In order to prevent any form of deductions, inquiries, or delays in the claim procedure, it is necessary to receive treatment at network hospitals cashless.
To make the notion easier to understand, let me give you an example:
Let’s say Mr.Sharma had a kidney stone removed at a network hospital . Instead of using his insurance’s cashless option, he elected to pay the hospital directly and then file a reimbursement claim with his insurer.
However, after analyzing his claim, the insurance company discovered a large deduction.
The reason for this reduction is the pre-negotiated fees between the insurance company and the hospital. The insurance company had worked out a discounted package of Rs. 75,000 for the specific surgery with the hospital. Despite this arrangement, the hospital billed Mr. Sharma Rs. 1,10,000 under the open pricing.
Mr.Sharma did not choose the cashless facility, thus the insurance company processed his reimbursement claim at the agreed-upon discounted rate of Rs. 75,000.
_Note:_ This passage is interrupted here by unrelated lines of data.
PR #314, opened 2020-08-28
Fixes binary response error in tests

janvernieuwe:
You could get this as body in the tests:
image

This fixes that, so that valid xml is returned instead.

### DIFF
--- a/src/Phpro/SoapClient/Soap/HttpBinding/Converter/Psr7ToLastRequestInfoConverter.php
+++ b/src/Phpro/SoapClient/Soap/HttpBinding/Converter/Psr7ToLastRequestInfoConverter.php
@@ -36,7 +36,7 @@ class Psr7ToLastRequestInfoConverter
             );
 
             $requestHeaders = trim($requestParts[0] ?? '');
-            $requestBody = $requestParts[1] ?? '';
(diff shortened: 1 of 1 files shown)


src/Phpro/SoapClient/Soap/HttpBinding/Converter/Psr7ToLastRequestInfoConverter.php
```diff
@@ -36,7 +36,7 @@ public function convert(
             );
 
             $requestHeaders = trim($requestParts[0] ?? '');
```
veewee, line 38: Is this still the best way to fetch the formatter headers?

veewee (approved):

src/Phpro/SoapClient/Soap/HttpBinding/Converter/Psr7ToLastRequestInfoConverter.php
janvernieuwe: I looked into it, the getHeaders returns it as an array of `['header-name' => ['value1', 'value2']]`
That might not be optimal, and the current solution seems to be working fine for now.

As a result, the deduction is equal to the difference between the hospital’s open tariff amount and the insurance company’s discounted package rate.
Additionally, the insured is responsible for submitting claims and fulfilling any queries or document requirements, which can sometimes be a cumbersome process. Therefore, it is advisable to always opt for cashless treatments in authorized hospitals.